[Extracted data entries]
==================================================

PR #1429, opened 2022-02-24
add packet ID allocator

vishnureddy17:
We need packet IDs for subscribe, so went ahead and implemented this. I tried to explain the code as best I could in comments, please let me know if something is unclear. 

Needs to be tested.

### DIFF
--- a/src/utils/packetIdAllocator.ts
+++ b/src/utils/packetIdAllocator.ts
@@ -1,0 +1,75 @@
+/* Keeps track of free and used packet ids by storing available IDs as intervals */
+export class PacketIdAllocator {
+  /**
+   * Intervals are stored in reverse order since push/pop from end of a list is
+   * faster than shift/unshift from beginning.
+   */
+  private _intervals: [number, number][] = [[65535, 1]];
+
+  async allocate(): Promise<number> {
+    if (this._intervals.length === 0) {
+      /* TODO: return promise that resolves when a new packet ID is available */
+      throw new Error('No more packet ids available');
+    }
+
+    const lastInterval = this._intervals[this._intervals.length - 1] as [number, number];
+    const [lastIntervalMax, lastIntervalMin] = lastInterval;
+    if (lastIntervalMax === lastIntervalMin) {
+      /* We just used the last packet ID in the interval, so remove it. */
+      this._intervals.pop();
+    } else {
+      /* We are using the lowest value in the interval, so increment the min */
+      ++lastInterval[1];
+    }
+    return lastIntervalMin;
+  }
+
+  release(id: number): void {
+    if (this._intervals.length === 0) {
+      this._intervals.push([id, id]);
+      return;
+    }
+    let lastInterval = this._intervals[this._intervals.length - 1] as [number, number];
+    let lastIntervalMin = lastInterval[1];
+    if (id < lastIntervalMin - 1) {
+      this._intervals.push([id, id]);
+      return;
+    }
+    if (id === lastIntervalMin - 1) {
+      --lastInterval[1]
+      return;
+    }
+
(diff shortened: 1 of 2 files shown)


src/utils/packetIdAllocator.ts
```diff
@@ -0,0 +1,79 @@
+/* Keeps track of free and used packet ids by storing available IDs as intervals */
```
YoDaMa, line 1: nit: IDs vs ids. I favor IDs

src/utils/packetIdAllocator.ts
```diff
@@ -0,0 +1,79 @@
...
+   */
+  private _intervals: [number, number][] = [[65535, 1]];
+
+  async allocate(): Promise<number> {
+    if (this._intervals.length === 0) {
+      /* TODO: return promise that resolves when a new packet ID is available */
+      throw new Error('No more packet IDs available');
+    }
+
+    const lastInterval = this._intervals[this._intervals.length - 1] as [number, number];
```
YoDaMa, line 15: is there a reason you are typecasting here? Why not define the type of lastInterval as [number, number]

src/utils/packetIdAllocator.ts
YoDaMa: also it is not clear what an "interval" is. Can you add better documentation? 

At first glance this looks like a way to make sure that we have unique IDs for Messages. I like the initiative on creating this but do we have performance metrics on it? Is it better than something out there that is already implemented that accomplishes the same goal?

test/test_packet_id_allocator.js
```diff
@@ -0,0 +1,181 @@
...
+test('should end up with one interval after releasing all IDs in random order', async (t) => {
+  t.plan(1)
+  const allocator = new PacketIdAllocator();
+
+  /* Allocate all IDs */
+  while (await allocator.allocate() < maxPacketId);
+
+  /* [1, 2, 3, ..., 65535] */
+  const idsToRelease = Array.from({ length: maxPacketId }, (_, i) => i + 1);
+  /* Shuffle array using Fisher-Yates */
```
YoDaMa, line 27: why shuffle the array?

YoDaMa:
So this is supposed to be an implementation of Unique Packet IDs. Are you using an algo you were aware of that optimizes performance with the intervals? Because reading this code... it seems unnecessarily complicated. I could be wrong of course. Regardless, at first glance I have no idea how it works which is not a great sign.

YoDaMa (changes requested):
at the least, add documentation and better comments explaining what this is doing and why it is necessary.

test/test_packet_id_allocator.js
vishnureddy17: Testing that regardless of the insertion order the final result is correct

src/utils/packetIdAllocator.ts
vishnureddy17: Typescript makes this `[number, number] | undefined` because it's not aware that list is non-empty at the point that we check it. We have a check earlier for the list being empty earlier so it's safe to assume that `list[list.length - 1]` will always be not undefined

vishnureddy17:
Did some basic performance testing to see if this approach makes sense. Methodology: Use up all packet ids. Then time the insertion of all the packet ids in random order.

Results (average over 100 iterations):
Using a Set: 4.47ms
Using the implementation in this PR: 1709.79ms
Using [`NumberAllocator`](https://github.com/redboltz/number-allocator) written by @redboltz : 60.01ms

Seems like `Set` is the fastest, but it uses more memory as there are 65535 numbers stored in the set if all the IDs are free. Might not be a big deal in the grand scheme of things. 

For now, I'll close this PR and use the `Set` approach and we can address it later if it becomes an issue.

PR #1432, opened 2022-02-27
docs: Update TypeScript docs to include installing @types/ws

### LINKED ISSUE #1408: WebSocket types aren't pulled in by client libraries
Hello!

I have TypeScript project that depends on `mqtt`. If I enable the `strict`  compiler option in my project, it refuses to build because of a implicit-any match in `mqtt`.

This is because [`skipLibCheck`](https://www.typescriptlang.org/tsconfig#skipLibCheck) is set to `false` by default which means tsc will try to type-check `mqtt` as well. The specific line it fails at is importing a type from `ws` in [types/lib/client-options.d.ts](https://github.com/mqttjs/MQTT.js/blob/master/types/lib/client-options.d.ts#L3):
```
node_modules/mqtt/types/lib/client-options.d.ts:3:31 - error TS7016: Could not find a declaration file for module 'ws'. '/project/node_modules/ws/index.js' implicitly has an 'any' type.
  Try `npm install @types/ws` if it exists or add a new declaration (.d.ts) file containing `declare module 'ws';`

3 import { ClientOptions } from 'ws'
                                ~~~~


Found 1 error.
```

This happens because `@types/ws` is declared as a devDependency so it isn't automatically pulled in to my project. To fix this, `mqtt` would either need to move `@types/ws` to dependencies or at least document that I should install it myself (similar to what's done with `@types/node` [here](https://github.com/mqttjs/MQTT.js/blob/main/README.md?plain=1#L799-L800)).

StenAL:
Also remove an unused import in types/lib/client.d.ts.

Fixes #1408

### DIFF
--- a/README.md
+++ b/README.md
@@ -789,13 +789,16 @@ About data consumption, obviously, QoS 2 > QoS 1 > QoS 0, if that's a concern to
 This repo bundles TypeScript definition files for use in TypeScript projects and to support tools that can read `.d.ts` files.
 
 ### Pre-requisites
-Before you can begin using these TypeScript definitions with your project, you need to make sure your project meets a few of these requirements:
+Before you can begin using these TypeScript definitions with your project, you need to make sure your project meets these requirements:
  * TypeScript >= 2.1
  * Set tsconfig.json: `{"compilerOptions" : {"moduleResolution" : "node"}, ...}`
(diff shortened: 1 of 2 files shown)


YoDaMa (approved):
lgtm

StenAL:
Hey @YoDaMa, can this be merged?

==================================================

== Your objective ==
In the records above, some lines may contain the word "https"; copy every one of them.

== Your solution ==
Using [`NumberAllocator`](https://github.com/redboltz/number-allocator) written by @redboltz : 60.01ms
This is because [`skipLibCheck`](https://www.typescriptlang.org/tsconfig#skipLibCheck) is set to `false` by default which means tsc will try to type-check `mqtt` as well. The specific line it fails at is importing a type from `ws` in [types/lib/client-options.d.ts](https://github.com/mqttjs/MQTT.js/blob/master/types/lib/client-options.d.ts#L3):
This happens because `@types/ws` is declared as a devDependency so it isn't automatically pulled in to my project. To fix this, `mqtt` would either need to move `@types/ws` to dependencies or at least document that I should install it myself (similar to what's done with `@types/node` [here](https://github.com/mqttjs/MQTT.js/blob/main/README.md?plain=1#L799-L800)).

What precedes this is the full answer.